___ Task input

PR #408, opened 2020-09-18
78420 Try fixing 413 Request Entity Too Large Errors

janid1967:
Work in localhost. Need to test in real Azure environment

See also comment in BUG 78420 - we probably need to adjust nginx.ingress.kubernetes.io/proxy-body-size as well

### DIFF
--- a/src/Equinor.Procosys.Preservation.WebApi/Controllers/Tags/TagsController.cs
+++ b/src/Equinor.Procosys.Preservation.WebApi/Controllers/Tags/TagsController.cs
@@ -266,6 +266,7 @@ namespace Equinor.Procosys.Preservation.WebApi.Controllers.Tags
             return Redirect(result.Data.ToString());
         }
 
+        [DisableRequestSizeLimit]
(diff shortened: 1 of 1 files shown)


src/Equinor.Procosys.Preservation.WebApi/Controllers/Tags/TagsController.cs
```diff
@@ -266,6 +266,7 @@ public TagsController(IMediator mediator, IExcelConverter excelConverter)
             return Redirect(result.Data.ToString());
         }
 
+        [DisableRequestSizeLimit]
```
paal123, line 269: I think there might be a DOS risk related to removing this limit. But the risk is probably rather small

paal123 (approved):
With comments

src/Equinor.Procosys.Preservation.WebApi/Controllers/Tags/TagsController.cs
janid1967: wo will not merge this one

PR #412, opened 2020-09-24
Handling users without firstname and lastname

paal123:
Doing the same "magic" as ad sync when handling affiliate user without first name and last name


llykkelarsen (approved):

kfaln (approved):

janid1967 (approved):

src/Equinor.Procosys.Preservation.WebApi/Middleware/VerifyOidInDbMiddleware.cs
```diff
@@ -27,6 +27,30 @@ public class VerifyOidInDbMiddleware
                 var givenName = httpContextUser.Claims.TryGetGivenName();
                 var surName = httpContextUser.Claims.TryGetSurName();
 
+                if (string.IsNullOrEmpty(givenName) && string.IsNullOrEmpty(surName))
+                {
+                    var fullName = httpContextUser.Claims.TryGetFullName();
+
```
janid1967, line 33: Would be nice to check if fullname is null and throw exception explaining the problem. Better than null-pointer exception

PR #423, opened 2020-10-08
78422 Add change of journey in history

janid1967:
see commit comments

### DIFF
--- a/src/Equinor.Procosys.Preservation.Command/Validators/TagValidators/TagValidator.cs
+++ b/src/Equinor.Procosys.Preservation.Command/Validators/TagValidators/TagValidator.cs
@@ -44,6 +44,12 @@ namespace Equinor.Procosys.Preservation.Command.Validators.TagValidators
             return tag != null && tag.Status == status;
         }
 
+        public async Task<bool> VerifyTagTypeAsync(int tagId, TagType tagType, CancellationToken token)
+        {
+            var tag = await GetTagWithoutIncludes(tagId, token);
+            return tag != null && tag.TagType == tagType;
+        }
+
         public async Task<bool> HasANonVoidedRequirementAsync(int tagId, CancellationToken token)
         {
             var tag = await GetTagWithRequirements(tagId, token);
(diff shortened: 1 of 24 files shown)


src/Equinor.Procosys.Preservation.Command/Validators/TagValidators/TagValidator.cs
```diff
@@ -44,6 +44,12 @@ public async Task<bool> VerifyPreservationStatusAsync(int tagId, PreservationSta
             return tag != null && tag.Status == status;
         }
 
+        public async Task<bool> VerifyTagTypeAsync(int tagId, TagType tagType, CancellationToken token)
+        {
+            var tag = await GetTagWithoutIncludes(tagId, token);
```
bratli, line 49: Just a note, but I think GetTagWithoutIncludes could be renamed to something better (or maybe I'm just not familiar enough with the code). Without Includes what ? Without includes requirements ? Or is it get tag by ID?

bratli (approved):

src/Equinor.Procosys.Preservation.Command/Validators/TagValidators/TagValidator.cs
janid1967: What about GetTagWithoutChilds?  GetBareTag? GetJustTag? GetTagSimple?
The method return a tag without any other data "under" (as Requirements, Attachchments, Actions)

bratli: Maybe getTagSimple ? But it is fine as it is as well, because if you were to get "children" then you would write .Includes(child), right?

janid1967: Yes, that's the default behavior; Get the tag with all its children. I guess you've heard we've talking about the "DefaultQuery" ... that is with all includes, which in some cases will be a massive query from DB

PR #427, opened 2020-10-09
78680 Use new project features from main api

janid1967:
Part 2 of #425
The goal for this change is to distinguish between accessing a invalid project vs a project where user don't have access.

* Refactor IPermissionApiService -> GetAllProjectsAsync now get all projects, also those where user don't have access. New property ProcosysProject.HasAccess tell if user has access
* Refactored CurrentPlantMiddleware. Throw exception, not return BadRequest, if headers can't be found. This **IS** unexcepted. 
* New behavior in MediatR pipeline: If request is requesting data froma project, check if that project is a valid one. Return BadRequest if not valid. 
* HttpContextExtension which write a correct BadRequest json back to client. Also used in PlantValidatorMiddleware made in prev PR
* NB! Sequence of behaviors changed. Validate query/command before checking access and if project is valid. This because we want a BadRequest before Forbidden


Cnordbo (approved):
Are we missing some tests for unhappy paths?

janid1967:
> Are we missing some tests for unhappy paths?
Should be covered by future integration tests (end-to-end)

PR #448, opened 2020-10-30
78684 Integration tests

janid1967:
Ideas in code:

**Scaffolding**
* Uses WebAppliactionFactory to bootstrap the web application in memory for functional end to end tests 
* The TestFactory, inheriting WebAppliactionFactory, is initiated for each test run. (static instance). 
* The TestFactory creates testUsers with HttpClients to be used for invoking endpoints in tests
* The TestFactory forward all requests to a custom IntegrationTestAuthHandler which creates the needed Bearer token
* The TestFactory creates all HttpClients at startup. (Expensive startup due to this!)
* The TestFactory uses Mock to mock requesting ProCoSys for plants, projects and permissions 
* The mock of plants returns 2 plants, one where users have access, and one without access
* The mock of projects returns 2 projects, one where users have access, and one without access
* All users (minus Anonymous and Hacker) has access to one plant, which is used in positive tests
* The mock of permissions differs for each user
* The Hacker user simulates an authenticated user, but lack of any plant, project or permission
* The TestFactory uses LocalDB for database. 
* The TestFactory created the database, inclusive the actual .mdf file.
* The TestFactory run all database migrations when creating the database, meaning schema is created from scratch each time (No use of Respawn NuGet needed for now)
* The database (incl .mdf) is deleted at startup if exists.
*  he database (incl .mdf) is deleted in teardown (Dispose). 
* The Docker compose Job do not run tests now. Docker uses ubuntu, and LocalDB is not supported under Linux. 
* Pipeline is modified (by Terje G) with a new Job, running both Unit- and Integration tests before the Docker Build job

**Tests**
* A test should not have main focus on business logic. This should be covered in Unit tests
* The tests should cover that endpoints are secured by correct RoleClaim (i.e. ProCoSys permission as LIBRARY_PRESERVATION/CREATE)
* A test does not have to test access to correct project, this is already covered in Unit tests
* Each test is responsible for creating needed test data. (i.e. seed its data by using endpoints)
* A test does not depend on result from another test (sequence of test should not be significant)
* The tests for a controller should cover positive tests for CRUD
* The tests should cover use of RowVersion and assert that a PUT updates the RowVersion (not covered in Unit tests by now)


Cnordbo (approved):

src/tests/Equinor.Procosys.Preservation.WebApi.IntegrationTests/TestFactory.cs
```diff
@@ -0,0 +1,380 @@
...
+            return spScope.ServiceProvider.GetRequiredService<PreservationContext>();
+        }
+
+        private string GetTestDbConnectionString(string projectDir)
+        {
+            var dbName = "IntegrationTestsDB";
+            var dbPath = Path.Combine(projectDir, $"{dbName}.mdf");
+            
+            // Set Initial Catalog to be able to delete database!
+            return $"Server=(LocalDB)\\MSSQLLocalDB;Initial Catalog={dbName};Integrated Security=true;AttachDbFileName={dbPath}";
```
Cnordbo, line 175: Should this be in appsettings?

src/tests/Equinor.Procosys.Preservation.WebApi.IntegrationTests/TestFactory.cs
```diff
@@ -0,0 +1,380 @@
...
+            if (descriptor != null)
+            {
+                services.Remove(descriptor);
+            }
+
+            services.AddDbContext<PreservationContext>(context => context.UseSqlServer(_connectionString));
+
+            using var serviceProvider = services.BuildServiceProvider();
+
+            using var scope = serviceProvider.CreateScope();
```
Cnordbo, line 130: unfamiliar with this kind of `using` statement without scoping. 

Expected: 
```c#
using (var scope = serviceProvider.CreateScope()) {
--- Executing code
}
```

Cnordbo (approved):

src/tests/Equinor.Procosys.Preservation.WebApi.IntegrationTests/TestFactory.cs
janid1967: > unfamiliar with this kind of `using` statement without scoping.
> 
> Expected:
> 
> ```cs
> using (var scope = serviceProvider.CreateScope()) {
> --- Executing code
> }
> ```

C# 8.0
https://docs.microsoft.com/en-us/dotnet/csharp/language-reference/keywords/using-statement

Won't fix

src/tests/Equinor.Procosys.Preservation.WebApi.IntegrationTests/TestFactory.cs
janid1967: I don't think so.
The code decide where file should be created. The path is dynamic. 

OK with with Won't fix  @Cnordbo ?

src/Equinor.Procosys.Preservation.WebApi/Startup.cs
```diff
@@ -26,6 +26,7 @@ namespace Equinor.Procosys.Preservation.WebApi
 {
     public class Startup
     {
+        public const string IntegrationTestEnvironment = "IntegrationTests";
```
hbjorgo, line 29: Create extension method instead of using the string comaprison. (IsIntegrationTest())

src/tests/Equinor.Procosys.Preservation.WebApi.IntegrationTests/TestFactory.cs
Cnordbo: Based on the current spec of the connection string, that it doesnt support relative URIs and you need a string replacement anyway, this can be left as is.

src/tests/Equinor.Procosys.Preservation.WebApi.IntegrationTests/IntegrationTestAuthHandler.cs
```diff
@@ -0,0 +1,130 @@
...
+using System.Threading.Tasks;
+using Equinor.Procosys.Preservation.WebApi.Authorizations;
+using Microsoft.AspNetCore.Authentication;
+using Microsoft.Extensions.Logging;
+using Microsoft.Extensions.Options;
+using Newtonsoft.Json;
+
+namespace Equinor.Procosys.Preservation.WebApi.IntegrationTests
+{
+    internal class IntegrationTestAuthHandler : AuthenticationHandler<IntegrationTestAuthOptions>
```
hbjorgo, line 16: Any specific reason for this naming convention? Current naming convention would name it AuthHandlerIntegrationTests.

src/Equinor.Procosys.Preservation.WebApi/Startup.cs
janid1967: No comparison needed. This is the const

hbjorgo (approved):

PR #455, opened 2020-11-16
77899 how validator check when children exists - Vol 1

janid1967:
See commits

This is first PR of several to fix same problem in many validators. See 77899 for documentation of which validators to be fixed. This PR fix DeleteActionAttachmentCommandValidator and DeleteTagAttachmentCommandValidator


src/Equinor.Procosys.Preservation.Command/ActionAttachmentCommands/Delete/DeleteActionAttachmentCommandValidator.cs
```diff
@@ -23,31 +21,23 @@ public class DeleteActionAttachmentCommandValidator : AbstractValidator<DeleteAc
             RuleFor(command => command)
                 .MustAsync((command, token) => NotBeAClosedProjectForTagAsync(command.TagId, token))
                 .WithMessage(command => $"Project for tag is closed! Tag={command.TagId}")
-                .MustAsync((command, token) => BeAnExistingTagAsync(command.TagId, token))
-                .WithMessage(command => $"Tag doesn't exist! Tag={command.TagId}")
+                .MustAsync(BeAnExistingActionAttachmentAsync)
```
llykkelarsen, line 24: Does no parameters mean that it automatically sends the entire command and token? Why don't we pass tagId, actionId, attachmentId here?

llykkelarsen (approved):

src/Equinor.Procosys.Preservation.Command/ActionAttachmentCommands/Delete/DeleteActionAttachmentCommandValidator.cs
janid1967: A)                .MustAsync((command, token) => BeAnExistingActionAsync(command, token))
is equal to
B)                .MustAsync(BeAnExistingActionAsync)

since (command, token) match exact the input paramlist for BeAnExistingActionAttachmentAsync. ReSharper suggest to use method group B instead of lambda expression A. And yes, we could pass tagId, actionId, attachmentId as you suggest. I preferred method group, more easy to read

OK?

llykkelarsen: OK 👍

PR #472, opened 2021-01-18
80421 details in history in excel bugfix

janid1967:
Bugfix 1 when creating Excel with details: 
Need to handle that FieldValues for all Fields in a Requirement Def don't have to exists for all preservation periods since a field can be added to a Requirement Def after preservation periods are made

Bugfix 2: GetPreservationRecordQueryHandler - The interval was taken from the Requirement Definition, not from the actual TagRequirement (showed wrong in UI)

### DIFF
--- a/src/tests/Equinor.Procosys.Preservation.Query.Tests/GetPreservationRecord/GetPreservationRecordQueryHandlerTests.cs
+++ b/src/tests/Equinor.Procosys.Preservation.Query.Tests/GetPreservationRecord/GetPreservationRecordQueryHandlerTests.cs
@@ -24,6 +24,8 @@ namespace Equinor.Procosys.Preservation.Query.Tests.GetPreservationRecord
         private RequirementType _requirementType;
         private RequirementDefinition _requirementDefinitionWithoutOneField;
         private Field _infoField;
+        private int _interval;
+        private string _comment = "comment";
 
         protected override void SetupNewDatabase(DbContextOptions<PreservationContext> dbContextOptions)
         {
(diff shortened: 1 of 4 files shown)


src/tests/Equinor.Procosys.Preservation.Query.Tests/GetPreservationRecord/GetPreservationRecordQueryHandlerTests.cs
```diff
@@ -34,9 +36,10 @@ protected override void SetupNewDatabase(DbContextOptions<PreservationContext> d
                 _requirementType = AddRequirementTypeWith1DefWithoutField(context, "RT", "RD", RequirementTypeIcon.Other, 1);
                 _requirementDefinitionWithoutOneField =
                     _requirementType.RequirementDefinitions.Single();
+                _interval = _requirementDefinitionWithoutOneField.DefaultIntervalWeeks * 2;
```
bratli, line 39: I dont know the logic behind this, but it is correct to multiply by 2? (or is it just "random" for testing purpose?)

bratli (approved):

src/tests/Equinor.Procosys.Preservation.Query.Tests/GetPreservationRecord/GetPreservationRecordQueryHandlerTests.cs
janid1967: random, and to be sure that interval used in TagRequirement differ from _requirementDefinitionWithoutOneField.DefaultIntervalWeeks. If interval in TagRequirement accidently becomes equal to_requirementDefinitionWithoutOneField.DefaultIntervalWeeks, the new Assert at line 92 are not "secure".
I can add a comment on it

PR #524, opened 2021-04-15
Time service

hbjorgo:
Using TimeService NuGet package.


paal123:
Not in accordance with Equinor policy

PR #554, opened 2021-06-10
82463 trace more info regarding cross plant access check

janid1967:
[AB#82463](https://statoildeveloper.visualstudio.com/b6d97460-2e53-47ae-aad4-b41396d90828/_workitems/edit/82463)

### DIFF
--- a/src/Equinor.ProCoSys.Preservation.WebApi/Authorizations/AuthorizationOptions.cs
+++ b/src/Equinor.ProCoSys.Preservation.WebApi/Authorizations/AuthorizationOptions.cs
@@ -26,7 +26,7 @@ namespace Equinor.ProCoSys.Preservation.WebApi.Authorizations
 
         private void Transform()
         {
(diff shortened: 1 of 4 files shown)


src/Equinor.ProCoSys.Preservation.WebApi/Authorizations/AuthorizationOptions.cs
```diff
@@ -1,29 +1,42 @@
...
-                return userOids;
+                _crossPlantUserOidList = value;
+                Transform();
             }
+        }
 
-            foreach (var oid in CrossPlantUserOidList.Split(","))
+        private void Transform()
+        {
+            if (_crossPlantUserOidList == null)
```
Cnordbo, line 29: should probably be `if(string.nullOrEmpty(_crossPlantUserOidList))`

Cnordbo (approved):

______

§ What this task involves:
Check all the records above and select each line where the string "Authorizations" is found.

§ Answer for the task:
+using Equinor.Procosys.Preservation.WebApi.Authorizations;
--- a/src/Equinor.ProCoSys.Preservation.WebApi/Authorizations/AuthorizationOptions.cs
+++ b/src/Equinor.ProCoSys.Preservation.WebApi/Authorizations/AuthorizationOptions.cs
@@ -26,7 +26,7 @@ namespace Equinor.ProCoSys.Preservation.WebApi.Authorizations
src/Equinor.ProCoSys.Preservation.WebApi/Authorizations/AuthorizationOptions.cs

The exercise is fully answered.